Here is the science-based thermodynamic law that drives all this.
Suppose you have 2 spaces, A and B, at different temperatures. Between them, there is some level of thermal insulation.
No matter what is true about the insulation, this rule always follows:
Thermal transfer is proportional to the difference in temperature.
Take any random insulator (green) that happens to have nice round characteristics of passing 1000 BTU/hr per degree F difference:
You can see where keeping this thing cooler will result in less temperature differential.
How to apply this law to the question at hand
This is for a physics lesson, and includes exaggerated hypotheticals for educational purposes, designed to be illustrative rather than real-world numbers.
Two "example" houses. One is kept at temp, the other managed with a programmable thermostat which turned the heat off at 7:00 and kicked the heat back on at 3:30 so it'll be comfy at 6:00.
And let's presume cloudy day with constant temp, just for simplicity, because we're here to understand a law, not model a complex system.
Obviously the insulation factor, thermal mass and heating capacity of this house are unusually bad, and the "constant-temperature day" is unrealistic too. But we're here to learn. Some of us, anyway: for others, this is an 'inconvenient truth'.
What's positively true is that the house on the right lost less heat.
Here's the thing: Heat not lost is retained in the house. The house on the right had to make less heat simply because it lost less heat. Yeah, the house on the right has to run the furnace hard in the afternoon "to catch up"... but since furnaces run at only one speed, the simple fact is that the right house's furnace had to run less time in total than the left house's furnace. We know that because the house lost less heat, and there'd be nowhere else for the heat to go.
Except it's more extreme because of solar gain
In our house, the mornings are cold, and the furnace runs of course. And it runs all morning. But, solar gain has been heating the house's exterior, chasing off the cold of night... and this heat starts penetrating the insulation and warming the house in earnest. Since the house is already at 70F thanks to the furnace, the solar gain not only holds it there but also warms the house further - sometimes too much! So the furnace does not run again until dusk. We were there the whole time because of COVID, but imagine if a programmable 'stat had shut off our heat at 8 am.
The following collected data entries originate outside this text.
PR #5193, opened 2026-05-11
feat(custom_audience): execute requestBody templates inside isolated-vm

shekhar-rudder:
## Summary

Moves user-supplied `requestBody` template **evaluation** into isolated-vm, completing the sandbox work started in #5185 (which sandboxed only the *parse* step). After this change, untrusted templates supplied via destination config never run in the Node process — both validation and execution happen inside a memory- and time-limited isolate.

### Why isolated-vm for evaluation?

The `requestBody` template is authored by customers via the dashboard and executed per-batch during router transforms. Running it in-process means a malicious or buggy template could access Node globals, block the event loop, or exhaust memory. The parse step was already sandboxed (#5185), but the evaluate step was still running in-process with a TODO comment. This PR closes that gap.

### Key design decisions

**One bundle, one isolate per workspace** — Parse and evaluate share a single esbuild bundle (`dist/sandboxedTemplate.bundle.js`) and a single `IvmScriptRunner` instance. The runner is sized for the heavier evaluate operation (32 MB heap, 500 ms exec timeout, configurable via `CUSTOM_AUDIENCE_IVM_*` env vars). This avoids maintaining two separate bundles/runners for operations that always coexist.

**Structured clone via `evalClosure`** — Data (template, chunks, connection config) is passed into the isolate using `context.evalClosure()` with `{ copy: true }`, which uses V8's structured clone. This avoids `JSON.stringify` embedding in script text, which silently drops `undefined`, converts `NaN`/`Infinity` to `null`, and requires V8 to re-parse serialized text as JS source. Args are scoped to the closure (referenced as `$0`, `$1`, `$2`), avoiding global mutation and race conditions between concurrent calls for the same workspace. This is consistent with how user transformers pass data into isolates via `ExternalCopy`.

**Chunking stays in Node, evaluation goes to the isolate** — The batch strategy chunks payloads by `batchSize` using the existing native-batching infrastructure, then passes all chunks to the isolate in a single call. The isolate evaluates the template once per chunk and returns an array of response bodies. This keeps the chunking logic reusable and limits isolate round-trips (≤ 3 per transform, one per action group).

**Async `BatchStrategy.batch()`** — The isolate call is inherently async, so `BatchStrategy.batch()` now returns `Promise<BatchGroup[]>`. This is a framework-level change that touches `ChunkBatchStrategy`, `CustomBatchStrategy`, and `processBatchedDestination`. Existing sync strategies (e.g. PostHog) are unaffected since returning a value from an async function wraps it in a resolved promise.

**Error categorization** — Template runtime errors (bad syntax, missing field) throw `InstrumentationError` (4xx, user's template is wrong). Isolate infrastructure failures (timeout, OOM, disposed isolate) throw `PlatformError` (5xx, retryable).

### What changed

- **`ivmScriptRunner.ts`** — `execute()` now uses `context.evalClosure()` with `{ copy: true }` (structured clone) instead of `isolate.compileScript()` with `JSON.stringify`-embedded data. Args are passed as `$0, $1, $2` scoped to the closure — no global mutation, no race conditions. Adds a shared singleton `templateSandboxRunner` at module level.

- **`sandboxedTemplate.entry.ts`** (new) — Replaces `sandboxedParse.entry.ts`. Exports two globals on `globalThis`: `parseTemplateInSandbox` (unchanged) and `evaluateTemplateInSandbox` (new). The evaluate function compiles the template via `JsonTemplateEngine`, maps it over all chunks, and returns `{ ok, bodies }` or `{ ok: false, error }`.

- **`templateSandbox.ts`** (new) — Replaces `templateParserSandbox.ts`. Exports `sandboxedParseTemplate` (unchanged behaviour) and `sandboxedEvaluateTemplate` (new). Both use `executeClosure` with positional args.

- **`routerTransform.ts`** — `getBatchStrategy()` switches from `ChunkBatchStrategy` wrapping an in-process `evaluateTemplate` to `CustomBatchStrategy` that chunks payloads via `chunkPayloadsBySize`, then calls `sandboxedEvaluateTemplate` in the isolate.

- **`chunkPayloads.ts`** (new) — Extracts the chunking loop from `ChunkBatchStrategy` into a standalone `chunkPayloadsBySize()` function. `wrapBody` is mandatory — callers that don't use size-based splitting pass a no-op that throws if invoked unexpectedly. `ChunkBatchStrategy` now delegates to it.

- **`utils.ts`** — Removes the in-process `evaluateTemplate` function. `resolveEndpoint` (its only remaining caller) inlines the template engine call directly, with a comment explaining why endpoint resolution intentionally stays in-process (no record data, no user-controlled template path — only `${$.connection.fieldName}` interpolation).

- **`types.ts` / `chunkBatchStrategy.ts` / `customBatchStrategy.ts` / `processBatchedDestination.ts`** — `BatchStrategy.batch()` signature becomes `async → Promise<BatchGroup[]>`. `processBatchedDestination` awaits the call.

- **Tests** — `templateSandbox.test.ts` covers parse (same cases as before) plus evaluate: multi-chunk evaluation, object-iteration templates, `InstrumentationError` on bad templates, `PlatformError` on isolate failure, and structured clone type preservation (undefined, NaN, Infinity). `assertBundleFreshness` is defined once and imported in `routerTransform.test.ts`. PostHog router tests updated to `await` the now-async `batch()`. `batchDestination.test.ts` adds an async `CustomBatchStrategy` test case.

## Test plan
- [x] `npm run build:custom-audience-sandbox` produces up-to-date `dist/sandboxedTemplate.bundle.js`
- [x] `npm run lint` clean
- [x] `npm test -- --testPathPattern="custom_audience|nativeBatching|posthog|eventTest" --no-coverage` — all tests pass
- [x] `npm run test:ts -- component --destination=custom_audience` — 5/5 router integration scenarios pass
- [x] PostHog router (sync `ChunkBatchStrategy`) still works through the now-async `batch()` interface
- [x] Bundle-freshness `beforeAll` guard in `routerTransform.test.ts` and `templateSandbox.test.ts` catches stale bundles in CI
- [x] Structured clone tests verify that `undefined`, `NaN`, `Infinity` survive the isolate boundary


src/v0/destinations/custom_audience/routerTransform.ts
```diff
@@ -95,20 +95,35 @@ class CustomAudienceIntegration extends BatchDestination<
...
-    return new CustomBatchStrategy<Record<string, string>>((payloads) => {
+    return new CustomBatchStrategy<Record<string, string>>(async (payloads) => {
       const action = payloads[0].internalGroupKey as Action;
       const actionConfig = actions[action]!;
-      return new ChunkBatchStrategy<Record<string, string>>({
+
+      // Chunk outside the isolate so the existing native-batching split logic
+      // is reused. Each chunk's records are passed through to the isolate
+      // together with the (untrusted) requestBody template.
+      const chunks = chunkPayloadsBySize(payloads, {
```
saikumarrs: "BySize" is ambiguous. Let's simply call it "chunkPayloads" maybe.

src/v0/destinations/custom_audience/routerTransform.ts
```diff
@@ -95,20 +95,40 @@ class CustomAudienceIntegration extends BatchDestination<
...
+      });
+      const bodies = await sandboxedEvaluateTemplate(
+        actionConfig.requestBody,
+        chunks.map((chunk) => chunk.bodies),
+        connectionConfig,
+        workspaceId,
+      );
+      if (bodies.length !== chunks.length) {
+        throw new InstrumentationError(
+          `Template evaluation returned ${bodies.length} bodies but expected ${chunks.length}`,
```
saikumarrs:
```suggestion
          `Template evaluation returned ${bodies.length} request bodies but expected ${chunks.length}`,
```

src/v0/destinations/custom_audience/template/templateSandbox.ts
```diff
@@ -0,0 +1,70 @@
...
+    return { valid: false, errors: ['Template parsing is temporarily unavailable.'] };
+  }
+}
+
+// ---------------------------------------------------------------------------
+// Evaluate
+// ---------------------------------------------------------------------------
+
+// Must stay in sync with the EvaluateResult definition in sandboxedTemplate.entry.ts.
+type EvaluateResult =
```
saikumarrs: `EvaluateResult` is defined twice — `sandboxedTemplate.entry.ts:25` and here — each carrying a `Must stay in sync` comment. That's drift waiting to happen. Define it once and `import type` it in the other — esbuild erases type-only imports, so the entry bundle stays clean.

src/v0/destinations/custom_audience/routerTransform.ts
saikumarrs: It seems like based on the current chunks processing logic, we might never hit it.
Either we should change the chunks processing logic to error handle individual chunk operation or get rid of this validation.

src/v0/destinations/custom_audience/routerTransform.ts
shekhar-rudder: Done — renamed to `chunkPayloads`.

src/v0/destinations/custom_audience/routerTransform.ts
shekhar-rudder: Applied the wording change.

shekhar-rudder: Keeping this as a post-condition assertion. The sandbox evaluates user-supplied templates inside an isolate — this check enforces the 1:1 contract at the boundary where data crosses back. It's unreachable under normal operation (zero runtime cost) but catches any bug in the sandbox workflow that breaks the expected mapping.

Changed it from `InstrumentationError` to `PlatformError(500)` since a count mismatch would be an internal issue, not a user input problem.

src/v0/destinations/custom_audience/template/templateSandbox.ts
shekhar-rudder: Good catch — exported `EvaluateResult` from `templateSandbox.ts` and replaced the duplicate in `sandboxedTemplate.entry.ts` with `import type`. esbuild erases type-only imports so the bundle stays clean.

saikumarrs (approved):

The furnace would not have run. The house would cool off, and would be ~50F when solar gain really starts pounding on the house. The solar gain would lift the house to 70F just as we arrive home to enjoy it. The difference being, with a programmable 'stat, we would not have been 'out' the fuel costs in the morning. So a programmable 'stat lets you make better use of that solar gain, by letting house temp take a "morning dip".
Now, what does a 'smart stat' bring to the picture? In this hypothetical, the dumb programmable starts heating at 3:30 and reaches target temp at 6:00. On a 60F day it would also start at 3:30, be at target temp by 4:30 and waste the heat for an hour and a half. A smart 'stat would know exactly when to start. Again this is exaggerated for educational purposes.